[Stored data entries]
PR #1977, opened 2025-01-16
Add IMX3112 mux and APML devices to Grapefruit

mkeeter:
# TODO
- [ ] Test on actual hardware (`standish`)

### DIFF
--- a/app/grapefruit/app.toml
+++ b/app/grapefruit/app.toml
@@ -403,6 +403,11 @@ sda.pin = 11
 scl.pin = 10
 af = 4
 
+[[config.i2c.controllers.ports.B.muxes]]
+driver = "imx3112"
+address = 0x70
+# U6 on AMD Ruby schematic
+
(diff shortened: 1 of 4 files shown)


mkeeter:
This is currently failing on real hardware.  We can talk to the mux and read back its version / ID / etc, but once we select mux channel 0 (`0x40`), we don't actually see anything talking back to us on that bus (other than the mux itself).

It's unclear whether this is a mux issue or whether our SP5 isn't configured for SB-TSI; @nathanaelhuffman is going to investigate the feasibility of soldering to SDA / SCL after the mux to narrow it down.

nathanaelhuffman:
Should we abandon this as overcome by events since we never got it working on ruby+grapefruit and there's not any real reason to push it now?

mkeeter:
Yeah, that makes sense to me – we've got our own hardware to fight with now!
--
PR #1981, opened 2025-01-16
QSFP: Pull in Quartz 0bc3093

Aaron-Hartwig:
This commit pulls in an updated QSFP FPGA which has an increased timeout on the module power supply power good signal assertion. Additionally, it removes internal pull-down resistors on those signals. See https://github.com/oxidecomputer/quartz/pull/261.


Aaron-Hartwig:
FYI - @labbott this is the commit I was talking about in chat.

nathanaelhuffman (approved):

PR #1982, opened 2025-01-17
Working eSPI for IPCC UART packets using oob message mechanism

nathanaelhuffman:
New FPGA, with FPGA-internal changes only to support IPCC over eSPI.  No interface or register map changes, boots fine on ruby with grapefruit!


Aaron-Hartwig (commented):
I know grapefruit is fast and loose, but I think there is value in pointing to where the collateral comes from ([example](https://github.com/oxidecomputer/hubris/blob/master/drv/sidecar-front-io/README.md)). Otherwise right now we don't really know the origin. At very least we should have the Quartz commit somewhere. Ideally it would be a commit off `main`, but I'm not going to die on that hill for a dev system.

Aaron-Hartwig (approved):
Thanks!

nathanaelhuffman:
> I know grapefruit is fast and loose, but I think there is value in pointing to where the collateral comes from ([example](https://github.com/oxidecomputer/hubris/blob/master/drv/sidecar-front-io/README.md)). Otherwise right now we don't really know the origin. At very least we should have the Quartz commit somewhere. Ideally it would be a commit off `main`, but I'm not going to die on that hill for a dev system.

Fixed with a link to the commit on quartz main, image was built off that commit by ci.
==
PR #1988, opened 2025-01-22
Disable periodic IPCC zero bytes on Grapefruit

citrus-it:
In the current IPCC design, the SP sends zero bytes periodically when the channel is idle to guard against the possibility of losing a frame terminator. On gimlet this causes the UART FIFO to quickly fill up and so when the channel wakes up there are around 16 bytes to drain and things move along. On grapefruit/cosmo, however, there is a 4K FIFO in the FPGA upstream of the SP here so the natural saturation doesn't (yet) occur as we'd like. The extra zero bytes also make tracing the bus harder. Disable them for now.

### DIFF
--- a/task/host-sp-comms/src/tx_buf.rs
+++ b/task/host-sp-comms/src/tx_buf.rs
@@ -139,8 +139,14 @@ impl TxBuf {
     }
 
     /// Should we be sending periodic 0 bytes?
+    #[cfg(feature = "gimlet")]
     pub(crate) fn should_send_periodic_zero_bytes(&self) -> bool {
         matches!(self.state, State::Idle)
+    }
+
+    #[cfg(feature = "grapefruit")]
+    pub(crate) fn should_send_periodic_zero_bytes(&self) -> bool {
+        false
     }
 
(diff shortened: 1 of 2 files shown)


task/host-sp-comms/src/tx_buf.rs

**EXERCISE DIRECTIONS**
Pull out every line holding "Aaron" from the records above, and copy it.

**SOLUTION FOR THIS TASK**
Aaron-Hartwig:
Aaron-Hartwig:
Aaron-Hartwig (commented):
Aaron-Hartwig (approved):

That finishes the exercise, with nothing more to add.